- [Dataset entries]
PR #3775, opened 2021-08-19
Rebase from `develop`

leahwicz:
Pulling in all changes from `develop` for the next beta release


nathaniel-may (approved):
Took a look at all the commit messages. I don't see anything that shouldn't be in this beta.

- [Required work]
Output exactly what runs from the line with "Pulling in all" to the final line above, both lines included, and nothing else.

- [The answer]
Pulling in all changes from `develop` for the next beta release


nathaniel-may (approved):
Took a look at all the commit messages. I don't see anything that shouldn't be in this beta.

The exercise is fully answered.